Solutions of some boundary value problems for a new class of elastic bodies undergoing small strains. Comparison with the predictions of the classical theory of linearized elasticity: Part I. Problems with cylindrical symmetry

There is considerable evidence that shows that for a large class of materials the relationship between the stress and the strain is nonlinear even in the range of strain that is considered small enough for the classical linearized theory of elasticity to be applicable (see Saito et al. in Science 300:464-467, 2003; Li et al. in Phys Rev Lett 98:105503, 2007; Talling et al. in Scr Mater 59:669-672, 2008; Withey et al. in Mater Sci Eng A 493:26-32, 2008; Zhang et al. in Scr Mater 60:733-736, 2009). A proper description of the experiments requires an alternative theory which when linearized would allow the possibility of such a nonlinear relationship between the stress and the strain.
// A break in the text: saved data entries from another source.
PR #2207, opened 2015-11-06
Fix #1737 - Detect non default VirtualBox Installation Path

### LINKED ISSUE #1737: create docker failure due to different oracle virtualbox installation path.
I can't install docker-vm successfully due to the different oracle virtualbox installation path in windows

The original path is `C:\Program Files\Oracle VM VirtualBox`, so when I do virtualbox upgrade, it will use this without change. `boot2docker` can handle this.

If it is the new installation, it will be `C:\\Program Files\\Oracle\\VirtualBox`

Now it is hard-coded in https://github.com/docker/machine/blob/master/drivers/virtualbox/vbm.go for new installation path, it looks someone already have the comment to use registry `HKEY_LOCAL_MACHINE\SOFTWARE\Oracle\VirtualBox\InstallDir`

It impacts the new installation of docker-vm and migration from boot2docker both.

jeanlaurent:
Signed-off-by: Jean-Laurent de Morlhon <jeanlaurent@morlhon.net>

This aims to fix #1737

### DIFF
--- a/drivers/virtualbox/vbm.go
+++ b/drivers/virtualbox/vbm.go
@@ -4,11 +4,8 @@ import (
 	"bytes"
 	"errors"
 	"fmt"
-	"os"
 	"os/exec"
-	"path/filepath"
 	"regexp"
-	"runtime"
 	"strings"
 
 	"github.com/docker/machine/libmachine/log"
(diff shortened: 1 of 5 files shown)


dmp42:
I like that.

@nathanleclaire @dgageot wdyt?

nathanleclaire:
Looks pretty OK. I would prefer very strongly to have this code with some accompanying unit tests.  Are you verifying all of these cases on an actual Windows machine @jeanlaurent ?

jeanlaurent:
@nathanleclaire Most of them, by hand for now. :sob:

I'll try to mock the `golang.org/x/sys/windows/registry`, even if my recent attempt in mocking external code in go, was a bit frustrating.

The other option is to write per-OS unit testing. but it sounds like completely overkill for this.

dgageot:
LGTM

jeanlaurent:
I wrote #2237 to discuss this per-os unit test.

I suggest we move forward with this PR now.

dgageot:
LGTM

PR #2733, opened 2016-01-04
Run docker-machine from the PATH for core drivers

dgageot:
When external code uses `docker-machine` as a library, it should spawn core-drivers from the `docker-machine` binary that is in the PATH, not the current binary (`os.Args[0]`) which will not contain any driver.

Without this, no external code can use libmachine.

### DIFF
--- a/cmd/machine.go
+++ b/cmd/machine.go
@@ -88,6 +88,8 @@ func main() {
 		return
 	}
 
+	localbinary.CurrentBinaryIsDockerMachine = true
+
 	setDebugOutputLevel()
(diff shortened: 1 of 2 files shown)


jeanlaurent:
Fix the issue, but gosh this is ugly.

LGTM

dgageot:
@jeanlaurent Yes, I couldn't find any other way to solve the issue.

jeanlaurent:
I don't have a better idea, let's merge this, and have some discussion around wether or not we should change our architecture on this.

PR #2743, opened 2016-01-05
Crash reporting shouldn't use global variables

dgageot:


nathanleclaire:
Oh, awesome!  Seems to be almost exactly what I was referencing in that one thread.

nathanleclaire:
LGTM :+1:

PR #2744, opened 2016-01-05
Tell the user that Hyperv could cause VBox to fail

dgageot:
Sometimes we can't check if VTX is disabled but we should fail anyway if hyperv is installed because we know it'll fail.


nathanleclaire:
LGTM

PR #2752, opened 2016-01-06
Support creating a machine from an existing google VM

dgageot:
This is very useful if you want to create a VM with options that are not supported by `docker-machine create`. In the future, all drivers could implement this and it would lower the urge on supporting every single option of each cloud provider.

### DIFF
--- a/docs/drivers/gce.md
+++ b/docs/drivers/gce.md
@@ -38,7 +38,7 @@ To create a machine instance, specify `--driver google`, the project id and the 
 
 ### Options
 
--   `--google-project`: **required** The id of your project to use when launching the instance.
+    -   `--google-project`: **required** The id of your project to use when launching the instance.
     -   `--google-zone`: The zone to launch the instance.
     -   `--google-machine-type`: The type of instance.
     -   `--google-machine-image`: The absolute URL to a base VM image to instantiate.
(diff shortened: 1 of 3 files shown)


jeanlaurent:
The original idea was to discuss was the inclusion of a `register` command which goal is to register and provision a previously existing host. This would be probably help in toning down the number of options we should support for each cloud driver as well as help register super specific created host.

The process would be that we support basic options to setup a host on the various cloud providers ( we can even maybe dream of sharing the same flag name ) and if people need very specific option, that we let them register AND provision (ie install docker ourselves) the host.

This implementation goes one way further, by allowing the create function to optionally support registering a machine. IMHO this sounds more pragmatic than adding a new command that each driver should implement. This is enforced by the fact that a lot of 'local' drivers would probably not need the 'register' function (vbox, fusion, hyper-v) and that the code is very very similar to the one of the create command.

Here's my LGTM, this needs discussion though with @docker/machine-maintainers.

nathanleclaire:
Interesting idea -- my preference would be to have a proposal first so we can discuss the approach and whether or not we want to include the feature (just to save you some work in case we decide against it).

I'm not opposed, but I do have a few concerns:

- Can we add some tests (at least unit, ideally integration) that ensure this type of workflow doesn't break in the future?  I feel like we should be protecting what we have before adding new functionality.
- Is the plan to support this in all drivers eventually?

jeanlaurent:
I was probably a bit too lyric on this.

IMHO This PR should be merged, we should learn from it's usage by the users and then make big plan on where we should go with this 'register' feature.

If we have to back down on this, this is not going to be a big deal.

LGTM

nathanleclaire:
I'm interested in the feature, but I think we should discuss the game plan (e.g. do we add such functionality for all drivers) before merging.  Let's count on discussing it at next standup.

nathanleclaire:
Oops, didn't discuss during standup today.  Tomorrow during planning perhaps.

dgageot:
@nathanleclaire @jeanlaurent Do you think we should rename the `--google-use-existing` to something like `--google-experimental-use-existing`? Or maybe just add a note to the documentation?

nathanleclaire:
@dgageot I think adding a note to the documentation and/or EXPERIMENTAL.md file should suffice.

dgageot:
@nathanleclaire Added a note in the gce doc.

jeanlaurent:
LGTM thx for the note in the doc

nathanleclaire:
Cool :+1:

PR #2759, opened 2016-01-06
Better windows version detection

dgageot:
Trying to improve windows version detection.
Also move the version detection code to a package that is not used by drivers


jeanlaurent:
LGTM

PR #2763, opened 2016-01-06
Retry VirtualBox commands

dgageot:

### DIFF
--- a/drivers/virtualbox/vbm.go
+++ b/drivers/virtualbox/vbm.go
@@ -11,11 +11,15 @@ import (
 
 	"strconv"
 
+	"time"
+
 	"github.com/docker/machine/libmachine/log"
 )
 
 const (
 	retryCountOnObjectNotReadyError = 5
+	objectNotReady                  = "error: The object is not ready"
+	retryDelay                      = 100 * time.Millisecond
 )
 
 var (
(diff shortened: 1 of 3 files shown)


jeanlaurent:
By reading the title, I guessed that you would add some sort of wait time and maximum retry, but there is none.

Are we sure that we aren't going to have an infinite loop ?

dgageot:
No just a retry ;-) So, yes, the infinite loop can happen in theory but won't in real life. From my tests, the problem happens less than 1% of the time

jeanlaurent:
LGTM

nathanleclaire:
Can we please have a retry and break on error, even if it's only for a small amount?  I know the chances of an infinite loop seem small, but I think the awfulness of hitting an infinite loop is worth adding a few lines to prevent it.  After adding max retries, LGTM.

nathanleclaire:
Also, we should consider sleeping for a small amount before each retry, otherwise we will hammer `VBoxManage` any time we try to request an action and the object is locked.

nathanleclaire:
BTW, thanks for adding this.  It's very confusing to users when they get these kinds of messages.

dgageot:
Two against one ;-) OK, I'll had a retry count and a small delay between retries.

dgageot:
While I was at it, I added unit tests

jeanlaurent:
:+1: for the retries

LGTM

PR #2738, opened 2016-01-04
Enhance remove

jeanlaurent:
This PR fixes two points :
* Fix #2671
* When trying to remove multiple machine do not break on the first one which fails  but continue removing the other machines in the list.
* try to make the code a "bit" more readable.

PR #2767, opened 2016-01-06
Fix double error message while removing

jeanlaurent:
with #2738 we double the last error message to the console. This PR fixes this.

### DIFF
--- a/commands/rm.go
+++ b/commands/rm.go
@@ -17,11 +17,11 @@ func cmdRm(c CommandLine, api libmachine.API) error {
 		return ErrNoMachineSpecified
 	}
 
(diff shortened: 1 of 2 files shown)


nathanleclaire:
Yes, I think it would be far preferable to have a custom `Error` type which aggregates them all together (similar to https://github.com/docker/machine/blob/master/commands/commands.go#L388, but creating an actual type for it).  Returning `errors.New("")` seems very peculiar to me.

nathanleclaire:
Also, can you write a unit test that specifically checks to ensure that this regression is not happening?

dgageot:
LGTM

PR #2769, opened 2016-01-06
Set swarm manage to advertise on 3376

dustinblackman:
## Overview

Currently when you setup a new swarm master, it's advertising on `2376` instead of `3376`. When advertising on `2376` it causes issues with replication as replicas are forwarding to the standard docker port instead of swarm.

Fixes https://github.com/docker/swarm/issues/1576


dgageot:
LGTM

nathanleclaire:
LGTM

PR #2774, opened 2016-01-07
log.fatal is evil

jeanlaurent:
`log.Fatal` contains an implicit `os.Exit(1)`.
This is error prone, we've been recently caught red handed on this see https://github.com/dgageot/machine/commit/f96595d7d0515490c6b39ff3f22126eb495e7dd6#diff-b54b33b58b9d76939b70cd4d2f48f251L116

As we have no more than 2 calls, i did remove them all.


dgageot:
LGTM

PR #2784, opened 2016-01-08
AWS documentation for security group

jeanlaurent:


dgageot:
LGTM

mobsy74:
It would be nice if this modification of the security group was optional.  If you pass in your own, could you opt out of the opening of the ports?  I have a security group that has the necessary ports open ONLY to my IP, and would rather not have to go shut down the SSH and Docker ports (open to 0.0.0.0) from the console every time.

PR #3287, opened 2016-04-08
Add support for --swarm-opt to agent nodes

### LINKED ISSUE #3285: docker-machine ignores --swarm-opt for swarm agent
docker-machine seems to take into account the `--swarm-opt` arbitrary options only if `--swarm-master` is specified.

This blocks me when trying to configure a swarm agent with TLS discovery.

Full command line :
```
docker-machine create --driver generic --swarm \
--swarm-opt="discovery-opt=\"kv.keyfile=/etc/docker/server-key.pem\"" \
--swarm-opt="discovery-opt=\"kv.certfile=/etc/docker/server.pem\"" \
--swarm-opt="discovery-opt=\"kv.cacertfile=/etc/docker/ca.pem\"" \
--swarm-discovery consul://discovery:8500  \
--engine-opt="cluster-store=consul://discovery:8500" \
--engine-opt="cluster-advertise=myip:2376" \
--engine-opt="cluster-store-opt=\"kv.keyfile=/etc/docker/server-key.pem\"" \
--engine-opt="cluster-store-opt=\"kv.certfile=/etc/docker/server.pem\"" \
--engine-opt="cluster-store-opt=\"kv.cacertfile=/etc/docker/ca.pem\"" \
--engine-label "type=node" \
--generic-ip-address  myip   mymachine
```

Recently, such a theory of elastic bodies has been put into place (see Rajagopal in Appl Math 48:279-319, 2003; Bustamante in Proc R Soc A 465:1377-1392, 2009; Rajagopal in Math Mech Solids 16:536-562, 2011). In this paper, we consider a special class of bodies that belong to the new generalization of response relations for elastic bodies that have a nonlinear relationship between the linearized strain and the stress. We use the special class of bodies that exhibit limited small strain to study two boundary value problems, the first concerning the telescopic shearing and inflation of a tube and the second being the extension, inflation and circumferential shearing of a tube. The results that we obtain for the models under consideration are markedly different from the predictions of the classical linearized elastic model with regard to the same boundary value problems.